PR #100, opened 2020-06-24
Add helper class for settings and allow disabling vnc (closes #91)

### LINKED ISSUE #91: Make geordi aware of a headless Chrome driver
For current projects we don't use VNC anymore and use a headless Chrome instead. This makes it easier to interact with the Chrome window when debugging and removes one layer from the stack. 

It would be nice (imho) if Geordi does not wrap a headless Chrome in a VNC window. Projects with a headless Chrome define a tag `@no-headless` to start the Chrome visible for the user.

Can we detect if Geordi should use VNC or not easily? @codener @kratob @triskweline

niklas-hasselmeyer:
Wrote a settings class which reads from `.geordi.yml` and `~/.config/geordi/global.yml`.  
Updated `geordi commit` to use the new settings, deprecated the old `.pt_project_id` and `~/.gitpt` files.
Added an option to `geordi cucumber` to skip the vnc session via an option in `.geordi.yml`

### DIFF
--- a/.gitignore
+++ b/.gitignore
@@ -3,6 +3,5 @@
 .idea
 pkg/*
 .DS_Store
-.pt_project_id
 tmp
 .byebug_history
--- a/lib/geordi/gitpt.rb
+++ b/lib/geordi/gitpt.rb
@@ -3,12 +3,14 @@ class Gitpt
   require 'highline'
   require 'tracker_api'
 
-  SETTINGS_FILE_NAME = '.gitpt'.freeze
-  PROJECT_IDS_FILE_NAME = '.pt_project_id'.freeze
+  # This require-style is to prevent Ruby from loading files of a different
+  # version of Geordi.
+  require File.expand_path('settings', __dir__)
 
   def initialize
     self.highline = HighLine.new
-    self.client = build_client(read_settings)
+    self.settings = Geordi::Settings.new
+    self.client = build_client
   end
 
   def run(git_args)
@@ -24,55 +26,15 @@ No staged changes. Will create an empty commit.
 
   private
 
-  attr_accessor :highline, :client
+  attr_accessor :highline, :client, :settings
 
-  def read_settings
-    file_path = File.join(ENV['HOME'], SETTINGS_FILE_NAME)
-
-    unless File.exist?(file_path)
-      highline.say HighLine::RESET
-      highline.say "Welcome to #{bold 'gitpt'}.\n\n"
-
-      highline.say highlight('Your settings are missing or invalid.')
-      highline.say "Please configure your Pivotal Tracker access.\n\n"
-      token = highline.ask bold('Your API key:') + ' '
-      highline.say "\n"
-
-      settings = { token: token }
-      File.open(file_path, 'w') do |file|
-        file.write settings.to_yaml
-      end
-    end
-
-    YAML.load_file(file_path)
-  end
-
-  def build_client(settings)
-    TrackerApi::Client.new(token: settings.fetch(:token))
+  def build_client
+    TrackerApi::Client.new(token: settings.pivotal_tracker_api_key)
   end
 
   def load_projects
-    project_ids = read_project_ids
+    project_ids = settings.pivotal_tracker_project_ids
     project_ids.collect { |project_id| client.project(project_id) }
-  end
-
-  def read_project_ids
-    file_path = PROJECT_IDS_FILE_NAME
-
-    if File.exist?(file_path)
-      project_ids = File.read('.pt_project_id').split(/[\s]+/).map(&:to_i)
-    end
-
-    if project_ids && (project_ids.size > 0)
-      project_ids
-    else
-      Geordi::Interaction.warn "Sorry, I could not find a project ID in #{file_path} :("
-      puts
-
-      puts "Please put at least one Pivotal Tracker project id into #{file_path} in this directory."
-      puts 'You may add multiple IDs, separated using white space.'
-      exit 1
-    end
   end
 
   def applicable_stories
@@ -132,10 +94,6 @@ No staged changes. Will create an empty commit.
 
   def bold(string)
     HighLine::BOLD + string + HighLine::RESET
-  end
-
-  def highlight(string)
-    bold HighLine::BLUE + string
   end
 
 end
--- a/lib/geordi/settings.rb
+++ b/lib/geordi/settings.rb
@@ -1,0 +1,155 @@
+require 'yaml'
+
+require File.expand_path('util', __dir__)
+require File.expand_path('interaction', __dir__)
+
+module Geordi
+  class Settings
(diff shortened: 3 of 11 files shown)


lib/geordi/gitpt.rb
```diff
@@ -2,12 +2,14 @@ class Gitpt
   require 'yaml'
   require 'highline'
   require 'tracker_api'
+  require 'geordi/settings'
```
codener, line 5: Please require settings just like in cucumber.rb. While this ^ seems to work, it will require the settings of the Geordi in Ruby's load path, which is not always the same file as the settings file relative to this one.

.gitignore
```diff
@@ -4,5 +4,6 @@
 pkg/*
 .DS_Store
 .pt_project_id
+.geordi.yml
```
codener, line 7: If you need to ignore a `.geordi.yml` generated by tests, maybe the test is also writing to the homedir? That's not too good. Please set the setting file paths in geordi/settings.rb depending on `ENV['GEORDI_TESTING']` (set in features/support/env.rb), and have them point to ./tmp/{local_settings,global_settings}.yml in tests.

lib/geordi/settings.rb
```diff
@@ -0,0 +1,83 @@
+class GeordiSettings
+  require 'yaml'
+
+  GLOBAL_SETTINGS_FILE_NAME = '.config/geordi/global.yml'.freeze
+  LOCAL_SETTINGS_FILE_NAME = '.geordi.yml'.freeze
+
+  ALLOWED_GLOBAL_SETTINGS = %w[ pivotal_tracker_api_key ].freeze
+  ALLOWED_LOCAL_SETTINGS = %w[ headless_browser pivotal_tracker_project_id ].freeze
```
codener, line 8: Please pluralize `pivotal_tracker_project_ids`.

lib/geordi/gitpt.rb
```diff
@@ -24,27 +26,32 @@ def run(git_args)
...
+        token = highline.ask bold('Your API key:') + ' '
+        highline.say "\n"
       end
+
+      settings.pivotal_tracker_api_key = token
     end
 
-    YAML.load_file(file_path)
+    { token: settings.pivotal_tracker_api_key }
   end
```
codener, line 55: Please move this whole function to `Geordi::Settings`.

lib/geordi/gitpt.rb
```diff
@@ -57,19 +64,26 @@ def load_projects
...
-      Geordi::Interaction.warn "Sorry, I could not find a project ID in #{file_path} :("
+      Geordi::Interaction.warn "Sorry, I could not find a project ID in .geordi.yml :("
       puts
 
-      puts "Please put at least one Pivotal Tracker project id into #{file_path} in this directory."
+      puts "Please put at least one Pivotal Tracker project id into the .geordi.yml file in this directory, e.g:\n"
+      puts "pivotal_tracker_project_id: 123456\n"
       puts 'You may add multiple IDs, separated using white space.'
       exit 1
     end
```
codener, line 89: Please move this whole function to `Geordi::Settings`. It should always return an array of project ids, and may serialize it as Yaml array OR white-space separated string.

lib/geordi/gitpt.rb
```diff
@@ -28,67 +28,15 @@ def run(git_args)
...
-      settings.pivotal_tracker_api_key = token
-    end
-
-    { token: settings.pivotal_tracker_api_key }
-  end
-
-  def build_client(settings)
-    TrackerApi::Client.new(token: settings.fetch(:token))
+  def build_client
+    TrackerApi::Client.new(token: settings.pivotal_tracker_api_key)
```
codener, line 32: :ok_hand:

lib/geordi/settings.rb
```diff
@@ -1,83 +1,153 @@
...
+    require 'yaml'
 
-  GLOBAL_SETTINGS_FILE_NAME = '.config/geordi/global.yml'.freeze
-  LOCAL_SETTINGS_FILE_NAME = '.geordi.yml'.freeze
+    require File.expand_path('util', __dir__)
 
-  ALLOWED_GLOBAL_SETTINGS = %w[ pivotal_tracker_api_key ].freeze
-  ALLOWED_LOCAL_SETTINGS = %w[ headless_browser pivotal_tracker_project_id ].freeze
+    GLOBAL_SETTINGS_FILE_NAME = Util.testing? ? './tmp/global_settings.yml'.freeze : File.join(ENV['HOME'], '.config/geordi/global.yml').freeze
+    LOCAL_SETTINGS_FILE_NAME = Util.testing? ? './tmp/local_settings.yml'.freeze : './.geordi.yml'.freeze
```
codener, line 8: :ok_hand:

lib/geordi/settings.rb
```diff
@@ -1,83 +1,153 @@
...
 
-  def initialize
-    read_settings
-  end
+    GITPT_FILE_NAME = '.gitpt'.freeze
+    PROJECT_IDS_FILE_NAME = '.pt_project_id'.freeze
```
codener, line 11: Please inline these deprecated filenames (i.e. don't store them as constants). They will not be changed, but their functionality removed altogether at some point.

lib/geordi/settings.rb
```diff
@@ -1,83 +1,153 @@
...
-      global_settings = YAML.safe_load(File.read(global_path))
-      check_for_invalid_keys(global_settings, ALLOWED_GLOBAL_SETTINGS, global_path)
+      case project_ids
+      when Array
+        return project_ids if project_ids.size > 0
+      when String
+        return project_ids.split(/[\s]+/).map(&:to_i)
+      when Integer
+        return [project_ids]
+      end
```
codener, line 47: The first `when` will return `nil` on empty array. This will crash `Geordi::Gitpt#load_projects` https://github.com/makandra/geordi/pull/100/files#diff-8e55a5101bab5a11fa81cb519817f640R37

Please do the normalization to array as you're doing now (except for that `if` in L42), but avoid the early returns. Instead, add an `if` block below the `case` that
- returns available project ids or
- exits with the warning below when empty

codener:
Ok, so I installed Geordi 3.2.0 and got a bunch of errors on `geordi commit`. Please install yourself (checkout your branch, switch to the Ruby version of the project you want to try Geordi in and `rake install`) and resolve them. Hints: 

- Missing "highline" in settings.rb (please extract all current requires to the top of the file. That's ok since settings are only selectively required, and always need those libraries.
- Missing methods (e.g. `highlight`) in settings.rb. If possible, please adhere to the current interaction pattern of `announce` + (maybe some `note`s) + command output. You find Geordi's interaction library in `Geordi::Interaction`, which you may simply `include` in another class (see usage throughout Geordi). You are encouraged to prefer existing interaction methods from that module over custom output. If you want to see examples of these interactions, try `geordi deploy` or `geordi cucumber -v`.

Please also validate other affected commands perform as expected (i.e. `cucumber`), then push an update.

-- ASSIGNMENT --
Please show the lines of the material that contain the string "also".

-- EXERCISE RESPONSE --
codener, line 7: If you need to ignore a `.geordi.yml` generated by tests, maybe the test is also writing to the homedir? That's not too good. Please set the setting file paths in geordi/settings.rb depending on `ENV['GEORDI_TESTING']` (set in features/support/env.rb), and have them point to ./tmp/{local_settings,global_settings}.yml in tests.
Please also validate other affected commands perform as expected (i.e. `cucumber`), then push an update.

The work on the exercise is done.